* Required work: Report all lines of the records that contain "informative".

(Records for this task)

PR #442, opened 2022-07-14
PostalCode Field for Multi Card Fields

jplukarski:
### Description

An optional component for the postal code input for Multi Card Fields

We want to ensure we have parity with the current PayPal Hosted Fields offerings. Right now, Hosted Fields has an optional Postal Code field for merchants that need to collect this information for Fraud Checks

[Jira - DTNOR-528](https://engineering.paypalcorp.com/jira/browse/DTNOR-528)

178842615-b2a8aa1b-ac1d-46ee-a14e-dc9c6142dc9f

- https://github.com/paypal/paypal-checkout-components/pull/1967

### Co-Authored By:
-@bywood
-@jplukarski 

❤️  Thank you!


nbierdeman (commented):
Looking good! 😎 Here are some screenshots with questions about input formatting and validation. Please let me know what you think. 🙏 

Screen Shot 2022-07-19 at 2 06 51 PM

Screen Shot 2022-07-19 at 1 51 25 PM

Screen Shot 2022-07-19 at 1 57 41 PM

Screen Shot 2022-07-19 at 1 49 31 PM
.

jplukarski:
> Looking good! 😎 Here are some screenshots with questions about input formatting and validation. Please let me know what you think. 🙏

Thanks for the feedback!
According to the design we were provided `Postal code`, `Card number` , `Cardholder name` should have the second word uncapitalized. We'll get that updated.

For card number, `111` is invalid since it is not a valid card number, but there is a `isPotentiallyValid` property that is set and in this case that would be true since it could be an incomplete number. Postal code is valid in the case of `122'` because we only check if the postal code is a string fewer than 3 characters in length (we use the [braintree card-validator](https://github.com/braintree/card-validator#validpostalcodevalue-string-options-object-object) module for this). The idea behind this is that we want to avoid making as many assumptions as possible on the postal code. We give the merchant control over how many characters the postal code is by allowing them to pass in a `minLength` and a `maxLength` option when rendering this field. The same thinking goes for if a customer enters a hyphen. Merchants that service locations with postal codes with hyphens can extend the `maxLength` to accommodate these postal codes

nbierdeman:
> Postal code is valid in the case of 122' because we only check if the postal code is a string fewer than 3 characters in length (we use the [braintree card-validator](https://github.com/braintree/card-validator#validpostalcodevalue-string-options-object-object) module for this).

@jplukarski, are non-alphanumeric characters ever valid input for postal codes? Does the BT card validator throw errors for invalid characters? I'm just trying to understand if it's possible for merchants to capture bogus postal codes, since they can be used for fraud detection.

jplukarski:
> are non-alphanumeric characters ever valid input for postal codes (I guess other than hyphens)? Does the BT card validator throw errors for invalid characters? I'm just trying to understand if it's possible for merchants to capture bogus postal codes, since they can be used for fraud detection.

So the way that it works on the Braintree side is the card-validator will only throw errors based on the length. When the postal code is sent to the Braintree Gateway, [we will throw a validation error on the merchant's server side.](https://developer.paypal.com/braintree/docs/reference/general/validation-errors/all/ruby#code-81813).

Our thinking was that since Hosted Card Fields uses Braintree Hosted Fields under the hood, we wanted to keep the client side check the same so that the new Multi-Card Fields will have as much parity with the current Hosted Card Fields product as possible. I am checking to see if there are similar errors returned from the orders API for postal code. If so, do we think it makes sense to keep parity, or should we update the client side check to only allow spaces, hyphens and alphanumeric characters?

nbierdeman:
>...do we think it makes sense to keep parity, or should we update the client side check to only allow spaces, hyphens and alphanumeric characters?

@crookedneighbor, any thoughts on adding additional client side validation for postal code above and beyond what BT does (see convo above for more context)? My thought was to catch as much invalid input as possible on the client side, so as to avoid any unnecessary roundtrips just to throw an error.

crookedneighbor:
In the Braintree SDK, since we version the SDK, if the validation rules need to be updated in the future, it means all the old versions of the SDK would have the incorrect rules. Since the PayPal SDK is evergreen, that aspect is less of an issue, obviously. IE, if the max length of a postal code changes in some country, y'all _should_ be able to make an update to accommodate that.

I will note that in the BT SDK, we have very limited validation on the client side to be as inclusive of the postal code rules for international customers. IE, postal codes in the US are a set length and only numbers, but postal codes in Iceland can be as little as 3 characters and many places the code is alphanumeric.

On the BT side, we chose to limit the validation we did on the client side and let the server be responsible for catching issues in the billing address rather than loading up the client with extra validation checks. Especially since we don't have that information about the context of the postal code easily available to us in the BT SDK (we typically just have the card details + postal code, not other parts of the billing address). If I recall, I believe the PayPal SDK has some detection around the customer's country, but I'd be wary of trusting those automated checks and conditionally applying more rules based on that detection. Too many edge cases where you'd prevent a customer from inputting the correct postal code for their billing location.

So anyway, that's the context. Do what y'all think is best. As long as there is an easy way to keep validations in sync with the server, and we don't accidentally prevent a customer from entering a valid postal code, I don't see why not.

nbierdeman:
Thanks, @crookedneighbor! That's some really good context.

@jplukarski, I'm thinking whether to add more client side validation or not is up to you and your team. I just wanted to point out that I'm able to enter random characters at the moment (consider this non-blocking feedback).

jplukarski:
@nbierdeman 

We are going to move forward with minimal validation for now, but we'll keep in mind additional validation for future iterations. Thanks again for your feedback here, definitely appreciate it!

PR #941, opened 2023-01-20
Initial commit

yaroslav-furhala:


src/figuresClasses.ts
```diff
@@ -1,19 +1,83 @@
-export interface Figure {
+// create interface 'Shape' & 'Color' with three classes implementing
+type Shape = 'triangle' | 'circle' | 'rectangle';
+type Color = 'red' | 'green' | 'blue';
 
+// create function error message
```
loralevitska, line 5: Remove comment. Try it write obvious code that explain all we need without comments)
Fix all cases

src/figuresClasses.ts
```diff
@@ -1,19 +1,83 @@
...
+    public a: number,
+    public b: number,
+    public c: number,
+  ) {
+    if (
+      a <= 0
+      || b <= 0
+      || c <= 0
+      || Math.max(a, b, c) >= (a + b + c - Math.max(a, b, c))
+    ) {
```
loralevitska, line 30: Move long expression to variable or two variables with meaningful naming

loralevitska (changes requested):
Almost perfect)
Let's improve

PR #943, opened 2023-01-20
solution_1

Borys-Andrew:


src/figuresClasses.ts
```diff
@@ -1,19 +1,73 @@
...
+    public a: number,
+    public b: number,
+    public c: number,
+  ) {
+    const sides = [a, b, c].sort((n1, n2) => n2 - n1);
+    const isPositiveSides = sides.some((el) => el <= 0);
+    const isInvalidSide = sides[0] >= sides[1] + sides[2];
+
+    if (isPositiveSides || isInvalidSide) {
+      throw new Error(`Fucking ${this.shape} Error`);
```
nzrii-kysel, line 24: 🔥

nzrii-kysel (approved):

src/figuresClasses.ts
Anna-Tkachenko: let's rewrite error text to users friendly one

src/figuresClasses.ts
```diff
@@ -1,19 +1,73 @@
...
-export class Rectangle {
+export class Circle implements Figure {
+  shape: Shape = 'circle';
 
+  constructor(
+    public color: Color,
+    public radius: number,
+  ) {
+    if (this.radius <= 0) {
+      throw new Error(`Fucking ${this.shape} Error`);
```
Anna-Tkachenko, line 44: same here

src/figuresClasses.ts
```diff
@@ -1,19 +1,73 @@
...
+  shape: Shape = 'rectangle';
+
+  constructor(
+    public color: Color,
+    public a: number,
+    public b: number,
+  ) {
+    if (this.a <= 0 || this.b <= 0) {
+      throw new Error(`Fucking ${this.shape} Error`);
+    }
```
Anna-Tkachenko, line 63: you checked is all input arguments are bigger than 0 for each figure
let's create several function for this purpose, that will accept the arguments and will check if each of them is bigger than 0
and will call one function for all figures

PR #944, opened 2023-01-20
Solution

Vasyliy22:


src/figuresClasses.ts
```diff
@@ -1,19 +1,73 @@
 export interface Figure {
+  color: string;
```
agniya-i, line 2: it would be better to add union type for color and shape

src/figuresClasses.ts
```diff
@@ -1,19 +1,73 @@
...
+export class Triangle implements Figure {
+  constructor(
+    public color: string,
+    public a: number,
+    public b: number,
+    public c: number,
+    public shape: string = 'triangle',
+  ) {
+    if (this.a <= 0 || this.b <= 0 || this.c <= 0) {
+      throw new Error('Error');
```
agniya-i, line 17: give more details in the error message

agniya-i (changes requested):

PR #947, opened 2023-01-21
Ts Figures Classes

partnersinbahamas:


partnersinbahamas:
This task not done yes, I posted it cause I don't understand what's problem with few tests, there is wrote `should return a correct square of a circle` and others, but I don't now what's problem. Hope you will give me answear. Thank you

src/figuresClasses.ts
```diff
@@ -1,19 +1,92 @@
...
+    getArea(): number;
 }
 
-export class Circle {
 
+export class Triangle implements Figure {
+    shape = Shapes.Triangle;
+
+    constructor(
+        public color = Colors,
```
TarasHoliuk, line 24:
```suggestion
        public color: Colors,
```

src/figuresClasses.ts
```diff
@@ -1,19 +1,92 @@
...
+        if (width <= 0 || height <= 0) {
+            throw Error('This is not rectangle');
+        }
+    }
+
+    getArea(): number {
+        const {width, height} = this;
+       const area = width * height;
+       
+       return Math.floor(area * 100) / 100;
```
TarasHoliuk, line 86: you are doing the same 3 times - move it to a separate function

src/figuresClasses.ts
```diff
@@ -1,19 +1,92 @@
...
+        return Math.floor(area * 100) / 100;
+    }
 }
 
-export function getInfo(figure) {
+export class Rectangle implements Figure {
+    // public shape = Shapes.Rectangle;
+
+    constructor(
+        public shape = Shapes.Rectangle,
```
TarasHoliuk, line 72:
```suggestion
```
do it in the same way as in Circle and Triangle

src/figuresClasses.ts
```diff
@@ -1,19 +1,92 @@
...
+        if (sides.some((side) => side <= 0)) {
+            throw Error('One side of the sides less then 0')
+        }
+
+        if (sides[0] >= sides[1] + sides[2]) {
+            throw Error('This is not Triangle');
+        }
+    }
+
+    getArea(): number {
```
TarasHoliuk, line 42:
```suggestion
    getArea() {
```
you've already written it in the interface

TarasHoliuk (changes requested):

src/figuresClasses.ts
```diff
@@ -1,19 +1,97 @@
...
+
+    sides.sort((x, y) => x - y);
+
+    if (sides.some((side) => side <= 0)) {
+      throw Error('One side of the sides less then 0');
+    }
+
+    if (sides[0] >= sides[1] + sides[2]) {
+      throw Error('This is not Triangle');
+    }
```
tetiana-ivanchenko, line 42: you should fix this condition, you check only one side, but what if [1] or [2] side is more than sum of others?

tetiana-ivanchenko (changes requested):

src/figuresClasses.ts
partnersinbahamas: Так если [1], [2] больше чем [0] то это будет треугольник, разве нет?

vlad-demchuk: вірно, але потрібно перевіряти інші сторони теж, а зараз перевіряєш лише одну

vlad-demchuk (changes requested):

PR #948, opened 2023-01-22
Solution

SashaViun:


src/figuresClasses.ts
```diff
@@ -1,19 +1,95 @@
...
+    if (a >= b + c
+      || b >= a + c
+      || c >= a + b
+    ) {
+      throw Error('The longest side can\'t be longer than sum of two others');
+    }
+  }
+
+  getArea(): number {
+    const s = (this.a + this.b + this.c) / 2;
```
ihor-soloviov, line 43: It is a better way to name mathematical 's' as 'semiPerimetr'

src/figuresClasses.ts
```diff
@@ -1,19 +1,95 @@
...
+  ) {
+    this.color = color;
+
+    if (a <= 0 || b <= 0 || c <= 0) {
+      throw Error('Length can\'t be equal or less than 0');
+    }
+
+    if (a >= b + c
+      || b >= a + c
+      || c >= a + b
```
ihor-soloviov, line 36: ... or you can sort sides and check if the biggest one is '>=' sum of another ones. But this solution is good!

src/figuresClasses.ts
```diff
@@ -1,19 +1,95 @@
...
+    ) {
+      throw Error('The longest side can\'t be longer than sum of two others');
+    }
+  }
+
+  getArea(): number {
+    const s = (this.a + this.b + this.c) / 2;
+    const area = Math.sqrt(s * (s - this.a) * (s - this.b) * (s - this.c));
 
+    return Math.floor(area * 100) / 100;
```
ihor-soloviov, line 46: DRY with Math.floor(). Make a function for next turning the result

src/figuresClasses.ts
```diff
@@ -1,19 +1,95 @@
...
-export function getInfo(figure) {
+export class Rectangle implements Figure {
+  shape = Shape.Rectangle;
+
+  constructor(
+    public color: Color,
+    public width: number,
+    public height: number,
+  ) {
+    this.color = color;
```
ihor-soloviov, line 79: You are not using color in any of classes so you can skip this part in every class

ihor-soloviov (commented):
Good job man!

PR #949, opened 2023-01-22
Ts_figures_classes

SerhiiVovchenko:


src/figuresClasses.ts
```diff
@@ -1,19 +1,81 @@
...
+    const longestSide = Math.max(a, b, c);
+    const sumOtherSides = (a + b + c) - longestSide;
 
-export class Circle {
+    if (longestSide >= sumOtherSides) {
+      throw new Error('Incorrect values of the sides of the triangle');
+    }
 
+    if (a <= 0 || b <= 0 || c <= 0) {
+      throw new Error('Incorrect values of the sides of the triangle');
```
polosanya, line 27: Same error text for two cases? It's better to specify and make them different

polosanya (approved):
Good job! I'm approving it, but please pay attention to the comment

PR #954, opened 2023-01-26
solution

Deniskakaka:


src/figuresClasses.ts
```diff
@@ -1,19 +1,86 @@
 export interface Figure {
-
+  shape: 'triangle' | 'circle' | 'rectangle';
+  color: 'red' | 'green' | 'blue';
+  getArea(): number;
```
IvanFesenko, line 4: Create seperate type Color and use it everywhere ypu need. No need to use union in all places like `'red' | 'green' | 'blue'`

src/figuresClasses.ts
```diff
@@ -1,19 +1,86 @@
...
+    if (radius <= 0) {
+      throw new Error('radius could more than 0');
+    }
+  }
 
+  getArea(): number {
+    // i know it not good but i don't know how rigth rounded down
+    return +(3.1415 * +((this.radius ** 2))
+      .toFixed(2))
+      .toFixed(2);
```
IvanFesenko, line 57:
```suggestion
     const area =  Math.PI * (this.radius ** 2);
     
     return Math.floor(area * 100) / 100;
```

src/figuresClasses.ts
```diff
@@ -1,19 +1,86 @@
...
+    this.shape = 'rectangle';
+
+    if (this.width <= 0 || this.heigth <= 0) {
+      throw new Error('width and heigth could more than 0');
+    }
+  }
+
+  getArea(): number {
+    return +(this.heigth * this.width).toFixed(2);
+  }
```
IvanFesenko, line 81: Use same util to get rounded value

IvanFesenko (changes requested):
Good job. Small fix required

tetiana-ivanchenko (approved):

PR #957, opened 2023-01-27
Solution v0.1

07Spirit:


src/figuresClasses.ts
```diff
@@ -1,19 +1,93 @@
 export interface Figure {
-
+  shape: string;
+  color: string;
```
agniya-i, line 3: let's create `enum` for shapes and colors

src/figuresClasses.ts
```diff
@@ -1,19 +1,93 @@
...
+  getArea: () => number;
 }
 
-export class Triangle {
+export function rounded(area: number): number {
+  let areaFixed = area;
+
+  if (areaFixed !== +areaFixed.toFixed(3)) {
+    areaFixed = +areaFixed.toFixed(3).slice(0, -1);
```
agniya-i, line 11: try to use `Math.floor` here to make code more clear

agniya-i (changes requested):

src/figuresClasses.ts
07Spirit: It is not work enough for test. In test I must do 556.55, but if I use Math.floor, I will have 556.

07Spirit: And if I try 'round floor' the last number, I must use more code then this.

agniya-i: it can be done using something like this `Math.floor(number * 100) / 100` 🙂

agniya-i (approved):

src/figuresClasses.ts
07Spirit: Aaaa, Thanks)

PR #958, opened 2023-01-27
all tests Ok

diolna:


src/figuresClasses.ts
```diff
@@ -1,19 +1,85 @@
+type Shape = 'triangle' | 'circle' | 'rectangle';
```
AlisaVlasova, line 1: make it enum type

src/figuresClasses.ts
```diff
@@ -1,19 +1,85 @@
...
+  shape: Shape;
+  color: Color;
+
+  getArea(): number;
 
 }
 
-export class Triangle {
+export class Triangle implements Figure {
+  shape: Shape;
```
AlisaVlasova, line 13:
```suggestion
  shape: Shape.Triangle;
```
and use like this

AlisaVlasova (changes requested):

PR #962, opened 2023-02-01
Finish task

U-Ra-All:


src/figuresClasses.ts
```diff
@@ -1,19 +1,81 @@
...
+  public shape: string = 'rectangle';
+
+  constructor(
+    public color: string,
+    public width: number,
+    public height: number,
+  ) {
+    switch (true) {
+      case this.width <= 0:
+      case this.height <= 0:
```
witflash, line 68: And here `if` instead of `switch/case` too

U-Ra-All: > Pay attention to my comments, please.

Thanks, done

Viktor-Kost (approved):

PR #964, opened 2023-02-01
figures

Mykola-Busarhin:


src/figuresClasses.ts
```diff
@@ -1,19 +1,108 @@
 export interface Figure {
+  color: string;
+  shape: string;
 
+  getArea(): number;
 }
 
-export class Triangle {
+function isTrianglePossible(a: number, b: number, c:number): boolean {
+  const sum = [a, b, c];
```
ivbutsykin, line 9: `sum` is bad name because I guess to see sum of numbers instead (a + b + c). Suggest to rename in `sides` for example

src/figuresClasses.ts
```diff
@@ -1,19 +1,108 @@
...
+  const largest = Math.max(a, b, c);
```
ivbutsykin, line 10: If you create `sum` array before why not to use destructuring: `const largest = Math.max(...sum);`

src/figuresClasses.ts
```diff
@@ -1,19 +1,108 @@
...
 
+  for (let i = 0; i < 3; i += 1) {
```
ivbutsykin, line 12: Need rewrite more understandable: use `filter` method instead `for` loop and give descriptive name for received variable

src/figuresClasses.ts
```diff
@@ -1,19 +1,108 @@
...
+    if (sum[i] === largest) {
+      sum[i] = 0;
+    }
+  }
+
+  const whatIsLeft = sum.reduce((total, x) => total + x, 0);
```
ivbutsykin, line 18: Also, think about another name instead of `whatIsLeft` and I recommend not to use `x, y, ...` (use `cur`, `side` for ex), it's not a math  =)

src/figuresClasses.ts
```diff
@@ -1,19 +1,108 @@
...
+      throw new Error('Invalid data');
+    }
+
+    if (!isTrianglePossible(this.a, this.b, this.c)) {
+      throw new Error('Creating triangle is not possible');
+    }
+  }
+
+  getArea(): number {
+    const semiP = (this.a + this.b + this.c) / 2;
```
ivbutsykin, line 51: Suggest rename in `halfPerimeter`

ivbutsykin (changes requested):

src/figuresClasses.ts
```diff
@@ -1,19 +1,104 @@
...
 
+  const twoShorterSides = sides.filter((side) => side !== largest);
+  const sumOfShorterSides
+  = twoShorterSides.reduce((total, side) => total + side, 0);
+
+  if (largest >= sumOfShorterSides) {
+    return false;
+  }
+
+  return true;
```
SanyaBratashchuk, line 20:
```suggestion
  return largest < sumOfShorterSides
```

SanyaBratashchuk (approved):

PR #1515, opened 2023-09-04
solution

Vitalii-Fediaiev:


src/figuresClasses.ts
```diff
@@ -1,19 +1,87 @@
...
 
+export interface Figure {
+  shape: Shape;
+  color: Color;
+  getArea(): number;
 }
 
-export class Triangle {
+export class Triangle implements Figure {
+  shape: Figure['shape'] = 'triangle';
```
IvanFesenko, line 11: redundant type here
```suggestion
  shape = 'triangle';
```

src/figuresClasses.ts
```diff
@@ -1,19 +1,87 @@
...
+
+  constructor(
+    public color: Figure['color'],
```
IvanFesenko, line 14:
```suggestion
    public color: Color,
```

IvanFesenko (approved):
Pay attention on typesation

PR #1517, opened 2023-09-04
add realization of Figure, Triangle, Circle and Rectangle

ivannaromanovych:


src/figuresClasses.ts
```diff
@@ -1,19 +1,97 @@
...
+    public color: Color,
+    a: number,
+    b: number,
+    c: number,
+  ) {
+    if (a >= b + c || a <= Math.abs(b - c) || a <= 0 || b <= 0 || c <= 0) {
+      throw new Error('Impossible triangle sides');
+    }
+
+    this.a = a;
```
dpidlutska, line 34: you don't need to do assign like 'this.a = a', it works by default.

src/figuresClasses.ts
```diff
@@ -1,19 +1,97 @@
...
+    this.b = b;
+    this.c = c;
+  }
+
+  getArea(): number {
+    const p: number = (this.a + this.b + this.c) / 2;
+    const area = Math.floor(
+      Math.sqrt(p * (p - this.a) * (p - this.b) * (p - this.c))
```
dpidlutska, line 42: I would do destructuring of 'this', it will make your code shorter

dpidlutska (approved):
Great job! 🔥
Check some comments to make you code even better.

src/figuresClasses.ts
```diff
@@ -1,19 +1,83 @@
-export interface Figure {
+enum Shape {
+  Triangle = 'triangle',
+  Circle = 'circle',
+  Rectangle = 'rectangle',
+}
+
+type Color = 'red' | 'green' | 'blue';
```
roman-mirzoian, line 7: It is worth sticking to one style: either all variables through enam, or as a set of types.

src/figuresClasses.ts
```diff
@@ -1,19 +1,83 @@
...
+  shape = Shape.Triangle;
+
+  constructor(
+    public color: Color,
+    public a: number,
+    public b: number,
+    public c: number,
+  ) {
+    if (a >= b + c || a <= Math.abs(b - c) || a <= 0 || b <= 0 || c <= 0) {
+      throw new Error('Invalid triangle sides');
```
roman-mirzoian, line 25: It is worth breaking it into two separate conditions and adding a more informative error text.

src/figuresClasses.ts
```diff
@@ -1,19 +1,83 @@
...
+    }
+  }
 
+  getArea(): number {
+    const p: number = (this.a + this.b + this.c) / 2;
```
roman-mirzoian, line 30: Don't abbreviate variable names to something unreadable (it's regarding `p`).

src/figuresClasses.ts
roman-mirzoian: Good idea!

src/figuresClasses.ts
```diff
@@ -1,19 +1,83 @@
...
-export class Circle {
+export class Circle implements Figure {
+  shape = Shape.Circle;
+
+  constructor(
+    public color: Color,
+    public radius: number,
+  ) {
+    if (radius <= 0) {
+      throw new Error('Invalid circle radius');
```
roman-mirzoian, line 48: Add more informative error text.

src/figuresClasses.ts
```diff
@@ -1,19 +1,83 @@
...
+    }
+  }
+
+  getArea(): number {
+    const area = Math.floor(100 * Math.PI * (this.radius ** 2)) / 100;
 
+    return area;
```
roman-mirzoian, line 55:
```suggestion
    return Math.floor(100 * Math.PI * (this.radius ** 2)) / 100;
```

src/figuresClasses.ts
```diff
@@ -1,19 +1,83 @@
...
+export class Rectangle implements Figure {
+  shape = Shape.Rectangle;
+
+  constructor(
+    public color: Color,
+    public width: number,
+    public height: number,
+  ) {
+    if (width <= 0 || height <= 0) {
+      throw new Error('Invalid rectangle sides');
```
roman-mirzoian, line 68: Add more informative error text.

src/figuresClasses.ts
```diff
@@ -1,19 +1,83 @@
...
+    }
+  }
+
+  getArea(): number {
+    const area: number = this.width * this.height;
 
+    return area;
```
roman-mirzoian, line 75:
```suggestion
    return this.width * this.height;
```

src/figuresClasses.ts
```diff
@@ -1,19 +1,83 @@
...
+  }
 }
 
-export function getInfo(figure) {
+export function getInfo(figure: Figure): string {
+  const info = `A ${figure.color} ${figure.shape} - ${figure.getArea()}`;
 
+  return info;
```
roman-mirzoian, line 82:
```suggestion
  const { color, shape } = figure;
  const figureArea = figure.getArea();
  return  `A ${color} ${shape} - ${figureArea }`;
```

roman-mirzoian (changes requested):

src/figuresClasses.ts
```diff
@@ -1,19 +1,86 @@
-export interface Figure {
+type Shape = 'triangle' | 'circle' | 'rectangle';
+
+type Color = 'red' | 'green' | 'blue';
```
Moroz-Dmytro, line 3: But better would be to use `enum` here 🙃
In this case, you will be able to do ` shape: Shape = Shape.triangle;` instead of ` shape: Shape = 'triangle';`
You will avoid using "magic value"

src/figuresClasses.ts
```diff
@@ -1,19 +1,86 @@
...
+    public color: Color,
+    public radius: number,
+  ) {
+    if (radius <= 0) {
+      throw new Error('Radius of the circle is less or equal zero');
+    }
+  }
+
+  getArea(): number {
+    return Math.floor(100 * Math.PI * (this.radius ** 2)) / 100;
```
Moroz-Dmytro, line 58: Create variable for this `Math.PI * (this.radius ** 2)`
Also, remember about DRY. You are using next logic at least twice in your code `Math.floor(100 * ...) / 100;`
Create function for this

src/figuresClasses.ts
```diff
@@ -1,19 +1,86 @@
...
+  shape: Shape = 'rectangle';
+
+  constructor(
+    public color: Color,
+    public width: number,
+    public height: number,
+  ) {
+    if (width <= 0 || height <= 0) {
+      throw new Error(
+        'One or both sides of the rectangle are les or equal zero',
```
Moroz-Dmytro, line 72:
```suggestion
        'One or both sides of the rectangle are less or equal zero',
```

src/figuresClasses.ts
Moroz-Dmytro: Please, fix this

Moroz-Dmytro (changes requested):

src/figuresClasses.ts
```diff
@@ -1,19 +1,96 @@
...
+  Rectangle = 'rectangle',
+}
+
+enum Color {
+  Red = 'red',
+  Green = 'green',
+  Blue = 'blue',
+}
+
+function roundToHundreths(value: number): number {
```
```suggestion
function roundToHundredths(value: number): number {
```

src/figuresClasses.ts
```diff
@@ -1,19 +1,96 @@
...
+  }
 
+  getArea(): number {
+    const semiPerimeter: number = (this.a + this.b + this.c) / 2;
+    const area = roundToHundreths(Math.sqrt(semiPerimeter
+      * (semiPerimeter - this.a)
+      * (semiPerimeter - this.b)
+      * (semiPerimeter - this.c)));
+
+    return area;
```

(End Records for this task)

* Finished exercise:
roman-mirzoian, line 25: It is worth breaking it into two separate conditions and adding a more informative error text.
roman-mirzoian, line 48: Add more informative error text.
roman-mirzoian, line 68: Add more informative error text.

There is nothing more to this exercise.